§ Problem description
Copy out the entries exactly, from the first line to the last.

━━━ Data listing ━━━

PR #114, opened 2026-01-30
Align PDF417 barcode with spec

pet-zh:
"Beilage zu eCH-0196 V2.2.0 – Barcode Generierung – Technische Wegleitung":
"Zur eindeutigen Identifikation beim Scannen sind in den Metadaten im Attribut PDFMacroFileName die ID (siehe Kapitel 2.1) und im Attribut PDFMacroFileId eine zufällige Zahl (4 Integer) abgelegt."

### DIFF
--- a/src/opensteuerauszug/render/render.py
+++ b/src/opensteuerauszug/render/render.py
@@ -1,7 +1,7 @@
 import io
 from math import floor
 import sys
-import random
+import hashlib
 import os
 import json
 from pathlib import Path
@@ -771,7 +771,7 @@ def render_to_barcodes(tax_statement: TaxStatement) -> list[PILImage.Image]:
     xml = tax_statement.to_xml_bytes()
     data = zlib.compress(xml)
 
-    FILE_NAME = tax_statement.id
+    file_name = tax_statement.id
 
     # Follow Guidance in "Beilage zu eCH-0196 V2.2.0 – Barcode Generierung – Technische Wegleitung"
     # our library foes not allow setting the row_count, so guess by making the segments roughly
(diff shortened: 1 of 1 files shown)


src/opensteuerauszug/render/render.py
```diff
@@ -770,29 +771,35 @@ def render_to_barcodes(tax_statement: TaxStatement) -> list[PILImage.Image]:
...
+    #    1 + 2 + 4 macro pdf fields with 4 word file ID
     #    4 for segment count
     #    1 for possible last code marker
     #    32 error correction at level 4
     #    1 for specifying byte encoding
-    # gives 43 words of overhead
-    FIXED_OVERHEAD = 43
+    # gives 46 words of overhead
+    # plus file name length (it is actually less because of compression, but be safe)
+    FIXED_OVERHEAD = 46 + len(FILE_NAME)
```
vroonhof: now that it is no longer fixed, change name (or add the filename seperately in the final computation.

src/opensteuerauszug/render/render.py
```diff
@@ -770,29 +771,35 @@ def render_to_barcodes(tax_statement: TaxStatement) -> list[PILImage.Image]:
     xml = tax_statement.to_xml_bytes()
     data = zlib.compress(xml)
 
+    FILE_NAME = tax_statement.id
```
vroonhof: don't use ALL_CAPS for things that are not constant.

src/opensteuerauszug/render/render.py
```diff
@@ -770,29 +771,35 @@ def render_to_barcodes(tax_statement: TaxStatement) -> list[PILImage.Image]:
...
+    # plus file name length (it is actually less because of compression, but be safe)
+    FIXED_OVERHEAD = 46 + len(FILE_NAME)
     # Given in the guidance
     NUM_COLUMNS = 13
     NUM_ROWS = 35
     CAPACTITY = NUM_COLUMNS * NUM_ROWS - FIXED_OVERHEAD
     # Byte encodinge efficency is 6 bytes per 5 codewords
     SEGMENT_SIZE = floor((CAPACTITY / 5) * 6)
+    # Official PDF generator uses 4 * 3 digit (<= 255 each)
+    FILE_ID = [random.randint(100, 255) for _ in range(4)]
```
vroonhof: normal variable name.

vroonhof: I actually don't like it being really random. Ideally we would compute this based on some hash of the content. Leave a TODO comment,

vroonhof (changes requested):
Thanks you for sending this.

see inline.

vroonhof:
side comment: I think this suggestion in the spec is fairly wasteful becauset he filename gets repeated in each barcode uncompressed (and the importer is very broken if relies on client supplied input).

pet-zh:
> side comment: I think this suggestion in the spec is fairly wasteful becauset he filename gets repeated in each barcode uncompressed (and the importer is very broken if relies on client supplied input).

Agree on this, but let's align to official standards as much as possible. That reduces the risk of non-importable or rejected reports in the end.

I have addressed your review - thanks.

vroonhof:
FYI this PR broke actual decoding of the barcocdes. See issue #239 (dididn't have time yet to figure out why. I suspect filename handling in the underlying macro-pdf encode). I reverted everything for now while we investigate

PR #120, opened 2026-02-03
Only skip hyphen IBKR account entries

vroonhof:
### Motivation
- Flex statements and entry rows in IBKR exports should only be filtered out when they are explicit pseudo-summary rows marked with `accountId="-"`, and rows that merely omit `accountId` must be kept and processed.

### Description
- Change importer to only skip FlexStatements when `accountId == "-"` and not when `accountId` is missing, by checking `account_id == "-"` when parsing statements.
- Add a scoped `should_skip_entry` check that only treats entries as pseudo when their `accountId == "-"` and apply it to Trades, OpenPositions, Transfers, CorporateActions and CashTransactions.
- Also skip CashReportCurrency entries only when their `accountId == "-"` to avoid excluding rows with missing `accountId`.
- Update tests in `tests/importers/ibkr/test_ibkr_importer.py` to use a fixture with missing `accountId` on some rows and assert that those rows are retained (two securities and two payments), and adjust related transfer fixtures.

### Testing
- Ran the full test suite with `pytest`, resulting in `465 passed, 5 skipped`.

------
[Codex Task](https://chatgpt.com/codex/tasks/task_e_698208885314832e9ea7f03344c34fec)

### DIFF
--- a/src/opensteuerauszug/importers/ibkr/ibkr_importer.py
+++ b/src/opensteuerauszug/importers/ibkr/ibkr_importer.py
@@ -1,5 +1,6 @@
 import os
 import logging
+import xml.etree.ElementTree as ElementTree
 from typing import Final, List, Any, Dict, Literal, get_args, cast
 from datetime import date, timedelta
 from decimal import Decimal, InvalidOperation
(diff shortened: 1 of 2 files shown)


vroonhof:
superceded by https://github.com/vroonhof/opensteuerauszug/pull/125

━━━

§ Result of the exercise
PR #114, opened 2026-01-30
Align PDF417 barcode with spec

pet-zh:
"Beilage zu eCH-0196 V2.2.0 – Barcode Generierung – Technische Wegleitung":
"Zur eindeutigen Identifikation beim Scannen sind in den Metadaten im Attribut PDFMacroFileName die ID (siehe Kapitel 2.1) und im Attribut PDFMacroFileId eine zufällige Zahl (4 Integer) abgelegt."

### DIFF
--- a/src/opensteuerauszug/render/render.py
+++ b/src/opensteuerauszug/render/render.py
@@ -1,7 +1,7 @@
 import io
 from math import floor
 import sys
-import random
+import hashlib
 import os
 import json
 from pathlib import Path
@@ -771,7 +771,7 @@ def render_to_barcodes(tax_statement: TaxStatement) -> list[PILImage.Image]:
     xml = tax_statement.to_xml_bytes()
     data = zlib.compress(xml)
 
-    FILE_NAME = tax_statement.id
+    file_name = tax_statement.id
 
     # Follow Guidance in "Beilage zu eCH-0196 V2.2.0 – Barcode Generierung – Technische Wegleitung"
     # our library foes not allow setting the row_count, so guess by making the segments roughly
(diff shortened: 1 of 1 files shown)


src/opensteuerauszug/render/render.py
```diff
@@ -770,29 +771,35 @@ def render_to_barcodes(tax_statement: TaxStatement) -> list[PILImage.Image]:
...
+    #    1 + 2 + 4 macro pdf fields with 4 word file ID
     #    4 for segment count
     #    1 for possible last code marker
     #    32 error correction at level 4
     #    1 for specifying byte encoding
-    # gives 43 words of overhead
-    FIXED_OVERHEAD = 43
+    # gives 46 words of overhead
+    # plus file name length (it is actually less because of compression, but be safe)
+    FIXED_OVERHEAD = 46 + len(FILE_NAME)
```
vroonhof: now that it is no longer fixed, change name (or add the filename seperately in the final computation.

src/opensteuerauszug/render/render.py
```diff
@@ -770,29 +771,35 @@ def render_to_barcodes(tax_statement: TaxStatement) -> list[PILImage.Image]:
     xml = tax_statement.to_xml_bytes()
     data = zlib.compress(xml)
 
+    FILE_NAME = tax_statement.id
```
vroonhof: don't use ALL_CAPS for things that are not constant.

src/opensteuerauszug/render/render.py
```diff
@@ -770,29 +771,35 @@ def render_to_barcodes(tax_statement: TaxStatement) -> list[PILImage.Image]:
...
+    # plus file name length (it is actually less because of compression, but be safe)
+    FIXED_OVERHEAD = 46 + len(FILE_NAME)
     # Given in the guidance
     NUM_COLUMNS = 13
     NUM_ROWS = 35
     CAPACTITY = NUM_COLUMNS * NUM_ROWS - FIXED_OVERHEAD
     # Byte encodinge efficency is 6 bytes per 5 codewords
     SEGMENT_SIZE = floor((CAPACTITY / 5) * 6)
+    # Official PDF generator uses 4 * 3 digit (<= 255 each)
+    FILE_ID = [random.randint(100, 255) for _ in range(4)]
```
vroonhof: normal variable name.

vroonhof: I actually don't like it being really random. Ideally we would compute this based on some hash of the content. Leave a TODO comment,

vroonhof (changes requested):
Thanks you for sending this.

see inline.

vroonhof:
side comment: I think this suggestion in the spec is fairly wasteful becauset he filename gets repeated in each barcode uncompressed (and the importer is very broken if relies on client supplied input).

pet-zh:
> side comment: I think this suggestion in the spec is fairly wasteful becauset he filename gets repeated in each barcode uncompressed (and the importer is very broken if relies on client supplied input).

Agree on this, but let's align to official standards as much as possible. That reduces the risk of non-importable or rejected reports in the end.

I have addressed your review - thanks.

vroonhof:
FYI this PR broke actual decoding of the barcocdes. See issue #239 (dididn't have time yet to figure out why. I suspect filename handling in the underlying macro-pdf encode). I reverted everything for now while we investigate

PR #120, opened 2026-02-03
Only skip hyphen IBKR account entries

vroonhof:
### Motivation
- Flex statements and entry rows in IBKR exports should only be filtered out when they are explicit pseudo-summary rows marked with `accountId="-"`, and rows that merely omit `accountId` must be kept and processed.

### Description
- Change importer to only skip FlexStatements when `accountId == "-"` and not when `accountId` is missing, by checking `account_id == "-"` when parsing statements.
- Add a scoped `should_skip_entry` check that only treats entries as pseudo when their `accountId == "-"` and apply it to Trades, OpenPositions, Transfers, CorporateActions and CashTransactions.
- Also skip CashReportCurrency entries only when their `accountId == "-"` to avoid excluding rows with missing `accountId`.
- Update tests in `tests/importers/ibkr/test_ibkr_importer.py` to use a fixture with missing `accountId` on some rows and assert that those rows are retained (two securities and two payments), and adjust related transfer fixtures.

### Testing
- Ran the full test suite with `pytest`, resulting in `465 passed, 5 skipped`.

------
[Codex Task](https://chatgpt.com/codex/tasks/task_e_698208885314832e9ea7f03344c34fec)

### DIFF
--- a/src/opensteuerauszug/importers/ibkr/ibkr_importer.py
+++ b/src/opensteuerauszug/importers/ibkr/ibkr_importer.py
@@ -1,5 +1,6 @@
 import os
 import logging
+import xml.etree.ElementTree as ElementTree
 from typing import Final, List, Any, Dict, Literal, get_args, cast
 from datetime import date, timedelta
 from decimal import Decimal, InvalidOperation
(diff shortened: 1 of 2 files shown)


vroonhof:
superceded by https://github.com/vroonhof/opensteuerauszug/pull/125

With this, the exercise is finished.